Through all of her years in Washington, Clinton has been an active participant in conservative Bible study and prayer circles that are part of a secretive Capitol Hill group known as the Fellowship. Her collaborations with right-wingers such as Senator Sam Brownback (R-Kan.) and former Senator Rick Santorum (R-Pa.) grow in part from that connection. "A lot of evangelicals would see that as just cynical exploitation," says the Reverend Rob Schenck, a former leader of the militant anti-abortion group Operation Rescue who now ministers to decision makers in Washington. "I don't....there is a real good that is infected in people when they are around Jesus talk, and open Bibles, and prayer."
<snip>
When Clinton first came to Washington in 1993, one of her first steps was to join a Bible study group. For the next eight years, she regularly met with a Christian "cell" whose members included Susan Baker, wife of Bush consigliere James Baker; Joanne Kemp, wife of conservative icon Jack Kemp; Eileen Bakke, wife of Dennis Bakke, a leader in the anti-union Christian management movement; and Grace Nelson, the wife of Senator Bill Nelson, a conservative Florida Democrat.
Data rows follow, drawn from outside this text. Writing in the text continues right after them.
PR #193, opened 2020-09-01
Timezone

goodviber:
### JIRA ticket number
https://dfedigital.atlassian.net/browse/GITPB-642
### Context
There are currently a few things to work out with callbacks and timezones:

The time zone isn't sent to the API - do we definitely want to collect it? (we infer if the telephone is international if it starts with a '+' and not '+44'

If we keep timezones, we should change the date/time picker to be in the selected timezone when we show it to the user in both the drop down and on the review answers page

Outcome of meeting with Lizzie:

For overseas we ask them for their telephone and timezone on the current step, then move the callback time slots onto a new step and offset them with the selected timezone from the previous step.
Creation of OverseasTimezone Step, with attributes time_zone and telephone number
### Guidance to review

The review answers page displays the time as UTC, this will be changed to reflect the timezone time, in a separate PR


app/models/teacher_training_adviser/steps/overseas_timezone.rb
```diff
@@ -0,0 +1,24 @@
...
+  class OverseasTimezone < Wizard::Step
+    attribute :time_zone, :string
+    attribute :telephone, :string
+
+    validates :time_zone, presence: { message: "Select a time zone" }
+    validates :telephone, telephone: true, presence: { message: "Enter a telephone number" }
+
+    def reviewable_answers
+      {
+        "time_zone" => time_zone.to_s,
```
ethax-ross, line 11: These are already strings, so shouldn't need to `to_s` them

app/views/teacher_training_adviser/steps/_overseas_timezone.html.erb
```diff
@@ -0,0 +1,14 @@
...
+
+<p class="govuk-body">You need to speak to us and should book a call in advance. We will contact you once your call is booked.</p>
+<p class="govuk-body">You must have the details of your overseas qualifications when we contact you.</p>
+
+<%= f.govuk_phone_field :telephone, width: 20,
+  label: { text: 'Contact telephone number *' } %>
+
+<div class="govuk-form-group">
+  <%= f.label 'Select your time zone', class: "govuk-label" %>
+  <%= f.time_zone_select :time_zone, ActiveSupport::TimeZone.all.drop(1), {}, { class: "govuk-select" }  %>
```
ethax-ross, line 11: Why do we `drop(1)` from the list of timezones?

ethax-ross (commented):
Looks good, couple very minor comments/questions.

app/views/teacher_training_adviser/steps/_overseas_timezone.html.erb
goodviber: 001 > ActiveSupport::TimeZone.all.first
 => #<ActiveSupport::TimeZone:0x00007fc2dd627cb0 @name="International Date Line West", @utc_offset=nil, @tzinfo=#<TZInfo::DataTimezone: Etc/GMT+12>>

app/models/teacher_training_adviser/steps/overseas_timezone.rb
goodviber: 👍

name:
You managed to @ me somewhere in here but I read through, good job keep it up :)

I'll leave now 👋

app/views/teacher_training_adviser/steps/_overseas_timezone.html.erb
ethax-ross: Ah, I see, in that case is it worth putting a method in the model along the lines of:

```
def time_zones_sans_utc
  ActiveSupport::TimeZone.all.drop(1)
end
```

```
f.object.time_zones_sans_utc
```

Then we can write a test for it? feels like we're relying on `ActiveSupport` ordering them a certain way which may change in a future update.

ethax-ross (approved):

PR #197, opened 2020-09-02
Prevent candidate from signing up multiple times

ethax-ross:
### JIRA ticket number

[GITPB-658](https://dfedigital.atlassian.net/jira/software/projects/GITPB/boards/61?selectedIssue=GITPB-658)

### Context

If a candidate has already signed up to the TTA service and successfully matches back, the store will contain a `true` value for `already_subscribed_to_teacher_training_adviser`. When this is the case, we will show them a new step that informs them they have already signed up and directs them to contact support if they think this incorrect.

- Prevent candidate from signing up multiple times

### Guidance to review

Screenshot 2020-09-02 at 14 45 59


jebw (approved):
LGTM

PR #439, opened 2023-01-28
Improved JBD BMS soc calculation

aaronreek:
The SOC reported by the JBD BMS is only integer precision. This results in steps of the charge/discharge current limit even when using the linear calculation method for charge current limit by SOC (I get steps of 5 amps per 1% SOC with my current settings). 

image

image

By calculating the SOC based on capacity_remain / capacity, we get a floating point number (this is presumably the same calculation the BMS is doing internally, just returning an integer). Using this method, the resulting charge/discharge limit has a smooth character.

image

image


aaronreek:
Just an update: I've been using the improved SOC calculation since I posted ~2 months ago, and it's working as expected.

Louisvdw (approved):

PR #440, opened 2023-01-29
Show MOSFET temperature from JKBMS

baphomett:
I had a JKBMS repeatedly cutoff discharge for an unknown reason. After some digging, finally found it was the MOSFET temperature limits that were set too low. But I had to get close to the BMS and open the JKBMS app to use Bluetooth to get the MOSFET temp because it was not showing up through the serial battery driver. 

Took the time to did through the byte stream of data that JKBMS publishes and found that it sends the MOS temperature as well. 

Had to make changes in the battery class to accept a new temperature attribute, also create a dbus path and add a GUI interface to the qml file. 

It shouldn't break anything, but I couldn't test using a BMS that is not JK.

### DIFF
--- a/etc/dbus-serialbattery/battery.py
+++ b/etc/dbus-serialbattery/battery.py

Clinton's prayer group was part of the Fellowship (or "the Family"), a network of sex-segregated cells of political, business, and military leaders dedicated to "spiritual war" on behalf of Christ, many of them recruited at the Fellowship's only public event, the annual National Prayer Breakfast. (Aside from the breakfast, the group has "made a fetish of being invisible," former Republican Senator William Armstrong has said.) The Fellowship believes that the elite win power by the will of God, who uses them for his purposes. Its mission is to help the powerful understand their role in God's plan.
<snip>
The Fellowship's long-term goal is "a leadership led by God—leaders of all levels of society who direct projects as they are led by the spirit." According to the Fellowship's archives, the spirit has in the past led its members in Congress to increase U.S. support for the Duvalier regime in Haiti and the Park dictatorship in South Korea. The Fellowship's God-led men have also included General Suharto of Indonesia; Honduran general and death squad organizer Gustavo Alvarez Martinez; a Deutsche Bank official disgraced by financial ties to Hitler; and dictator Siad Barre of Somalia, plus a list of other generals and dictators. Clinton, says Schenck, has become a regular visitor to Coe's Arlington, Virginia, headquarters, a former convent where Coe provides members of Congress with sex-segregated housing and spiritual guidance.
<snip>
Clinton has championed federal funding of faith-based social services, which she embraced years before George W. Bush did; Marci Hamilton, author of God vs. the Gavel, says that the Clintons' approach to faith-based initiatives "set the stage for Bush." Clinton has also long supported the Defense of Marriage Act, a measure that has become a purity test for any candidate wishing to avoid war with the Christian right.